Православные полемисты (Леонтий Византийский), с которыми в данном случае были согласны и севириане, опровергая заблуждение афтартодокетов, сосредоточивались, главным образом, на сотериологическом освещении тайны воплощения. Их учение вкратце было таково. Христос пришел спасти не безгрешного Адама и не одного только Адама, а все тленное естество человеческое. Для уврачевания этого естества Он должен был и воспринять его тленность. Плоть Христа поэтому была так же тленной, как и то естество, из которого она была образована. Соединением с Божеством обусловливались лишь ее безгрешность. Правда, вместе с безгрешностью плоть Христова, так сказать, имела право и на нетление, и она, действительно, не подлежала смерти по закону необходимости, царящей над плотью греховного человека, — не говоря уже о том, что Господь силой Божества всегда мог воспрепятствовать страданиям плоти. Но Господь в целях домостроительства, чтобы уничтожить осуждение греха, добровольно принял наше тление и добровольно не препятствовал его проявлениям. В этом смысле (добровольного восприятия тленного естества и согласия Божества на то, к чему вела необходимость воспринятой природы) страсти Христовы являются вольными, — вольными для Логоса, а не для плоти, рассматриваемой самой по себе и тленной по естеству. Если же Господь иногда возвышал Себя над условиями тленного бытия, то обусловлено это было тоже волей Господа, а не силой ипостасного соединения. Таким образом, тленность была естественным состоянием плоти Христовой, а нетление — чудесным. Лишь по воскресении плоть Его стала нетленной по благодати.

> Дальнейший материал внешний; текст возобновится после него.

PR #14320, opened 2023-01-10
adds a button for ingesting dogborg sleeper contents + couple other miscellaneous slightly related fixes

Seris02:
default is disposal now, which ejects it as normal
ingestion puts them in the current belly

before this, neither option made any difference whatsoever, the code didn't even actually use the eject_port for anything when ejecting

also fixes the laying down delay issue (lay down > three seconds later the sprite finally updates and lays down)
also fixes the fact that there was almost always a greyed out self clean button because the else statement was in the wrong spot
makes it so the buttons wrap around the window instead of being cut off so you don't have to constantly resize it

### DIFF
--- a/code/modules/mob/living/silicon/robot/dogborg/dog_sleeper_vr.dm
+++ b/code/modules/mob/living/silicon/robot/dogborg/dog_sleeper_vr.dm
@@ -14,7 +14,7 @@
 	var/cleaning = 0
 	var/patient_laststat = null
 	var/list/injection_chems = list("inaprovaline", "dexalin", "bicaridine", "kelotane", "anti_toxin", "spaceacillin", "paracetamol") //The borg is able to heal every damage type. As a nerf, they use 750 charge per injection.
-	var/eject_port = "disposal"
+	var/eject_port = "ingestion"
 	var/list/items_preserved = list()
 	var/UI_open = FALSE
 	var/compactor = FALSE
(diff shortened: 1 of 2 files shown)


Heroman3003:
The thing it was used for is for the release message. Thats what it was there for. So that people can know whether you were released from dogborg front hole or back hole.

Skysteak:
As much as I'll miss it, good job fixing the sliding bug.

Also yeah certain borgs have front or back ports which are cosmetically the same thing but can be used to flavour RP in certain ways.

Seris02:
> The thing it was used for is for the release message. Thats what it was there for. So that people can know whether you were released from dogborg front hole or back hole.

**huh**

should I just make another button for ingesting the contents then?

Skysteak:
> r

Personally I think that'd be a better option, unless there is something I'm missing.

Heroman3003:
> > The thing it was used for is for the release message. Thats what it was there for. So that people can know whether you were released from dogborg front hole or back hole.
> 
> **huh**
> 
> should I just make another button for ingesting the contents then?

I believe main reason its both worded so vaguely and gives no option to 'ingest' via other port is general pref protection. Idk if it should at all exist really, but either way, I am not opposed to button to transfer prey from borg belly to normal one and back; but I dont think it should be tied to this thing.

Seris02:
donnnnne

Heroman3003 (approved):

PR #14321, opened 2023-01-10
fixes the colorable qipao

lukevale:
I can fix more, this is just a brute force fix due to spaghetti code making the sprites not function for what ever reason.
_for all I know it's because we didn't give it blood sacrifices_


lukevale:
IDK intergration tests failed, because it says it failed with mapping errors? Which I didn't touch?

PR #16223, opened 2024-08-28
Adds Robotic Digitigrade Legs

Essiuun:
There's probably a better way of going about this, but here we are.
Adds digitigrade robolegs, which needs digitigrade actually enabled on a character for it to not look weird. Still manages to look jank with some cybernetic bodies, but it isn't horrible and can be hidden by simply wearing pants, so here it is.


Heroman3003:
Seems to be missing an actual path for them? Or icon?

Essiuun:
ah yeah hold on I coded this as like... midnight so. Lemme fix that.

Kashargul:
https://github.com/CHOMPStation2/CHOMPStation2/pull/5565

How it's done downstream

PR #16226, opened 2024-08-29
Load Prefs From Slot

SatinIsle:
Added a new button to the vore panel preferences tab, "Load Prefs From Slot". This button allows you to simply load another bellies slots onto your current character, but does not automatically save them.

My implementation is just a couple of new procs to load a new slot, save the number of the slot you started on, apply the bellies, then load the original slot again without applying the bellies. Probably needs a keen eye to look at it, but it didn't seem to cause any problems or runtimes in testing.


Heroman3003:
Co nflicty

SatinIsle:
> Co nflicty

Should be resolved now!

PR #16229, opened 2024-08-30
Implements Env Message system

Heroman3003:
Adds a system of Env Messages (Short for environmental message). Any living player can make up to one, or remove at will from wherever they are. Env Messages are floating messages that display a message when hovered over, allowing an RP tool for notifying people of various things easily. They intentionally appear over most things like doors or mobs, making it possible to leave one in, say, a doorway.

Currently if multiple people make a message on same tile, they combine, separated by paragraphs.

When removing a message you can either remove your own message from anywhere, or remove another person's message by standing on top of it.

Making a message when you already have one will remove your old one automatically.

Screenshots:
image
image


code/modules/env_message/env_message.dm
```diff
@@ -0,0 +1,111 @@
...
+
+	if(!istype(src) || !src.ckey)
+		return
+
+	var/ourturf = get_turf(src)
+
+	var/obj/effect/env_message/EM = locate(/obj/effect/env_message) in ourturf
+
+	if(EM)
+		var/answer = tgui_alert(src, "Do you want to remove this env message? (Note: Selecting 'Yes' will remove other players' messages on this tyle too. Please don't remove other players' messages for no reason. Use 'Only My Message' to remove yours only.)", "Env Message", list("Yes", "Only My Message", "No"))
```
SatinIsle, line 103: players' messages on this tyle too.
Should be
players' messages on this tile too.

Heroman3003:
> What happens to someone's old `env_message` when they leave the round?

It sticks around. If they rejoin, it still counts as theirs, as they're remembered by ckey. This is mostly to prevent them disappearing when somebody disconnected momentarily.

I do not see it as too problematic mostly because anyone can delete it if necessary

SatinIsle:
One more suggestion. I would quite like the contents and the person who placed (also maybe the person who deleted) environmental messages to be logged so that they can be reviewed in the logs, for cases where someone writes something offensive and either they delete before we can see, or the person who is offended instinctually deletes it before ahelping.

Heroman3003:
> One more suggestion. I would quite like the contents and the person who placed (also maybe the person who deleted) environmental messages to be logged so that they can be reviewed in the logs, for cases where someone writes something offensive and either they delete before we can see, or the person who is offended instinctually deletes it before ahelping.

Done. Added logging for when one is created and when one you dont own is removed.

PR #16235, opened 2024-08-31
atmos grief...

Kashargul:
We likely have more inputs handled this badly... might be something to go through at some point

🆑 Upstream
fix: closing the fix atmos grief window will no longer trigger it
/🆑


Kashargul:
> I believe the fix-chat and/or fix-tgui prompts also do this, off the top of my head.

a quick mobile search returned multiple pages of hits ... I might have to do a full refactor once I have a few minutes on a pc to write a replace script

PR #16245, opened 2024-09-01
textbox not respecting value changes

### LINKED ISSUE #16239: [GENERAL] TGChat Export Doesn't Preserve Linebreaks

When exporting the log to html via the tgchat export function, linebreaks in posts are not preserved.

*All* formatting to be preserved, including linebreaks.

#### What actually happened

Posts including linebreaks were scrunched into a single line, which messes with (intended) readability.

#### Steps to reproduce
- Make a post that includes linebreaks (shift+enter)
- Export chatlog to html via the tgchat export function
- Witness lack of linebreaks in exported log

Kashargul:
🆑 Upstream
fix: textinput not updating on value changes
qol: archive now preserves newlines
/🆑 

Brings back the editing state and rerenders the textbox once it's no longer edited. This once more allows the value to update on state changes.

fixes #16239

### DIFF
--- a/tgui/packages/tgui-panel/chat/model.js
+++ b/tgui/packages/tgui-panel/chat/model.js
@@ -79,14 +79,21 @@ export const createMessage = (payload) => ({
   ...payload,
 });
 
-export const serializeMessage = (message, archive = false) => ({
-  type: message.type,
-  text: message.text,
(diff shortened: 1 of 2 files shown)


Kashargul:
Would need an editing state again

Борьба с афтартодокетами внесла больше определенности в христологию — в сотериологическое освещение ее — и отраженно воздействовала на антропологию, учение о первобытном состоянии и следствиях грехопадения. Она поставила христологическую проблему в центре богословия и указала пути, по которым все части мировоззрения могли быть органически приведены в связь с этим центром.
В общем в эпоху Юстиниана сделаны были столь важные шаги в разработке византийского богословия, подняты и серьезно поставлены столь существенные вопросы, что нисколько неудивительно, что уже в эту эпоху сказались все основные черты византийского богословствования, с какими мы застаем его и в последующее время. Этим намечена была определенная, так сказать, богословская атмосфера в Византии.